The rain events during the wet season of 2011, 2012 and 2013 did not raise the VWC to field capacity (Figure 4c). Moreover, the VWC of the dry season of 2011/2012 was lower compared to the dry seasons of 2012/2013 and 2013/2014, probably because 2011 was the driest year of the 2000–2014 period (see Figure 3). Across all dry seasons for the period under study, the VWC at 10 cm were about 40–50% of the PWP.

The temporal dynamics of VWC depend on soil depth. At 10 cm, the soil responded rapidly—in an hourly scale—to the occurrence of rainfall pulses. Once the wet season ended, usually by the end of September, the VWC quickly decreased below the PWP and remained at that level until the first rains occurred during the following wet season, at which time the VWC rapidly increased. At 30 cm, the VWC behaved similarly to that at 10 cm regarding its marked seasonality, although showing a temporal delay (lag-time) with respect to the rainfall pulses. Visible increases in VWC at 30 cm were brought about by large rainfall pulses (>30 mm) and with the delayed response. We observed that at the start of the wet season, the levels in soil water content for the first two years in the study period were under the estimated PWP for this depth.

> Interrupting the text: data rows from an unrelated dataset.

PR #871, opened 2020-07-09
make "Unicode Conflict Resolution" available for `chameleon` rendering

d-maurer:
This should fix https://github.com/plone/Products.CMFPlone/issues/3145

`Products.PageTemplates.Expressions.ZopeContext` has provisions for so called "Unicode Conflict Resolution", i.e. logic to convert bytes to unicode. This was never supported for `chameleon` (which uses its own independent logic for this case).

Due to a bug, it became not available with the combination of `zope.tales` and `chameleon`. This bug is fixed by this PR and now "Unicode Conflict Resolution" is available for `chameleon` rendering as well.

The "Unicode Conflict Resolution" relies on extensions by `ZopePageTemplate`, it does not work for a raw `PageTemplate`.

### DIFF
--- a/CHANGES.rst
+++ b/CHANGES.rst
@@ -10,6 +10,11 @@ https://zope.readthedocs.io/en/2.13/CHANGES.html
 4.4.5 (unreleased)
 ------------------
 
+- Make "Unicode Conflict Resolution" available for templates
+  rendered with ``chameleon``
+  (`Products.CMFPlone#3145
+  <https://github.com/plone/Products.CMFPlone/issues/3145>`_).
+
 - New interface ``Products.PageTemplates.interfaces.IZopeAwareEngine``.
   It can be used as the "provides" of an adapter registration
   to adapt a non ``Zope`` tales engine to an engine to be used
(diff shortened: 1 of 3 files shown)


d-maurer:
Jens Vagelpohl wrote at 2020-7-9 03:43 -0700:
>@dataflake approved this pull request.

I still have two more improvements:

 1. currently, "unicode conflict resolution" works only for
    `ZopePageTemplate` (and not a raw `PageTemplate`).

    The cause of this is targeting the
    `PreferredCharsetUnicodeConflictResolver`. As sketched earlier,
    it looks at the request to find the HTTP header
    `ACCEPT_CHARSETS`. In order to access the request,
    we must have a `ZopePageTemplate`.

    But there are alternative resolvers which can work with
    a raw `PageTemplate` -- and the "PreferredCharset"-resolver
    can be made resilient to the case that it cannot access the request.

    Thus, I would like to ensure that "unicode conflict resolution"
    works with any template and no longer requires a `ZopePageTemplate`.

 2. "unicode conflict resolution" was lost because the
    "chameleon/zope" context wrapper was not faithful with
    respect to the incoming zope context.

    I changed it in a way that "unicode conflict resolution" is
    now available -- but the wrapper is still not faithful.

    I would like to improve its faithfulness.

dataflake:
Those are all great ideas. I don't mind releases in quick succession.

PR #873, opened 2020-07-09
make "chameleon zope context wrapping" more faithfull

d-maurer:
This PR improves the faithfulness of the "chameleon zope context wrapping".

`chameleon` evaluates TALES expressions in a do called `Scope` -- a mapping from (variable) names to their current values.

`zope.tales` TALES expressions are functions returning a value when called with a "context". The "context" is expected to know about the current name to value mapping and to know the TALES engine. The precise details of the "context" are determined by the TALES engine.

The "chameleon zope context wrapper" integrates `chameleon`'s `Scope` and `zope.tales`' "context" into one object. Its task is to manage variable settings in the `Scope` and everything else in the "context".

Formerly, the wrapper delegated data to the correct subobjects; but it took much of its implementation directly from `ZopeContext`, the class of the "context" used by `Products.PageTemplates`. This is wrong in the case that the "context" is not an instance of `ZopeContext`. This PR lets the wrapper delegate unknown method calls to the "context" rebindung their `__self__` to ensure that those methods access the correct "variable -> value" mapping.

### DIFF
--- a/src/Products/PageTemplates/engine.py
+++ b/src/Products/PageTemplates/engine.py
@@ -187,6 +187,9 @@ class Name2KeyError(Mapping):
     def __iter__(self):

It is worth noting that the temporal behavior of VWC at 50 cm exhibited an anticyclic trajectory with respect to the period in which the rainfalls are concentrated, with a longer lag-time compared to the 30 cm soil depth. Consequently, the maximum value was recorded during the early phase of the dry season (November–December) at about 0.14 to 0.16 m³·m⁻³ and a minimum during the wet season (May–July) of 0.06–0.07 m³·m⁻³.

In contrast to the soil layer above, the VWC at 100 and 200 cm, showed a quasi-stable behavior during the whole period under study. When we observed the temporal dynamic of VWC, we noted that these are lower than the estimated PWP (Permanent Wilting Point) for these soil depths. However, this VWC represents a water reserve for the plant below 1 m in soil depth. The almost null seasonal variation in water content observed at these depths, along with a semi-permeable layer preventing the flow of water to the lower layers, suggests that A. caven may have extensive water use at this depth, particularly during the dry season. It is worth noting that the PWP is calculated for a soil water potential of −15 MPa equivalent to the point where sunflower plants would die. However, tree species from semiarid environments are known to use water at VWC as low as 0.08 m³·m⁻³, which are clearly below the standard PWP from laboratory analysis or pedotransfer equations [44].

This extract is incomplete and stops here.